**Activity:** Check every line of the material below, and show those that contain "Advised".

**Provided records:**
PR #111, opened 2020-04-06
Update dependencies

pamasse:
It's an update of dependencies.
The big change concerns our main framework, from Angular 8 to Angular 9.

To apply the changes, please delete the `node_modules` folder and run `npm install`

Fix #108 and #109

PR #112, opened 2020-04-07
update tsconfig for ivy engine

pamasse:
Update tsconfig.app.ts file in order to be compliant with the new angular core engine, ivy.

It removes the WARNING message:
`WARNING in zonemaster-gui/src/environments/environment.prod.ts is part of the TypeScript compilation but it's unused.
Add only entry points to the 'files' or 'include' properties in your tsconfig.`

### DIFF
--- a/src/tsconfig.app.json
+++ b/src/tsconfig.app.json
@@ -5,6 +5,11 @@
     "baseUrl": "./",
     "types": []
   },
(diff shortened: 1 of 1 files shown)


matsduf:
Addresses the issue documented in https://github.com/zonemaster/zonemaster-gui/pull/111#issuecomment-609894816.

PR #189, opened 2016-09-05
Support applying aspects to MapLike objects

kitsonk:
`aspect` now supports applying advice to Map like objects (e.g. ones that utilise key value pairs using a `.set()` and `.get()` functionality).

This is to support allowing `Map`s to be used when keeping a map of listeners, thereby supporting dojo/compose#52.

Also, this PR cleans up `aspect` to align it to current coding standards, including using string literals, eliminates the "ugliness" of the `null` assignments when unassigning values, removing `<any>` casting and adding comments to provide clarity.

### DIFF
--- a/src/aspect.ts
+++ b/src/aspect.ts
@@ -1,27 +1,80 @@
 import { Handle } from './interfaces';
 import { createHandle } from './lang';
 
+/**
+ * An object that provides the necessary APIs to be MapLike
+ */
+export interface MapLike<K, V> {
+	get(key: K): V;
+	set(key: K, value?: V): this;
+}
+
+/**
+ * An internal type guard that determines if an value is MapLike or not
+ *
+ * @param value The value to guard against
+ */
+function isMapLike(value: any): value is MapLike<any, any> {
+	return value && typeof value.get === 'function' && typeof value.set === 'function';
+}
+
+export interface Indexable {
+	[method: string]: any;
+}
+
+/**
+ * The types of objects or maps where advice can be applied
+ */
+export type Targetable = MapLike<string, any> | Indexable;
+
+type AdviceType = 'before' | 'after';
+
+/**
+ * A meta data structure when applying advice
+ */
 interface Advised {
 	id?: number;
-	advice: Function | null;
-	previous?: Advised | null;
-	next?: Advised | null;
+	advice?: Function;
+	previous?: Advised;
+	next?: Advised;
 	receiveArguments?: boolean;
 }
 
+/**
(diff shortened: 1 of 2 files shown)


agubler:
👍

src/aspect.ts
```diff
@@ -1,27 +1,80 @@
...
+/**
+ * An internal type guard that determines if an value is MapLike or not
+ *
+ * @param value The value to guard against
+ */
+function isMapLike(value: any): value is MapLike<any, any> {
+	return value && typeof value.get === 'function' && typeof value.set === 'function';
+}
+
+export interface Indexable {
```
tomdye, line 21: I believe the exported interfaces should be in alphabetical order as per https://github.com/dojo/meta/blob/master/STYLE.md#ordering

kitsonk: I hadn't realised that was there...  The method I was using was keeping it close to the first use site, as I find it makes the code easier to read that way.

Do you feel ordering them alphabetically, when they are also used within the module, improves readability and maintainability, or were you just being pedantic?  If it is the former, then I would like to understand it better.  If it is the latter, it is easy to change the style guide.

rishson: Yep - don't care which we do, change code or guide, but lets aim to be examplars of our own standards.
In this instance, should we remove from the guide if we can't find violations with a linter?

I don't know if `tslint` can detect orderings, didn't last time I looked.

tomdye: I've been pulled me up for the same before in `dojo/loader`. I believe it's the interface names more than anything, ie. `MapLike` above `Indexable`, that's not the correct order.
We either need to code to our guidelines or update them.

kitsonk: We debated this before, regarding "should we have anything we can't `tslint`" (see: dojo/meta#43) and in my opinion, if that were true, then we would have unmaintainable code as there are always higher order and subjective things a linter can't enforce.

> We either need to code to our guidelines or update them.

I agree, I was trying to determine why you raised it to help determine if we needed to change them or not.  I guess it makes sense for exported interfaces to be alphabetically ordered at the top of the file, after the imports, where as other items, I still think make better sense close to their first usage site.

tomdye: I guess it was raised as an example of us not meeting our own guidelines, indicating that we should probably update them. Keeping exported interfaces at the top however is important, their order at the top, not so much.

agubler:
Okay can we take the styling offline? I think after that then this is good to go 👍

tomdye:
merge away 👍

**Solved problem:**
 interface Advised {
-	previous?: Advised | null;
-	next?: Advised | null;
+	previous?: Advised;
+	next?: Advised;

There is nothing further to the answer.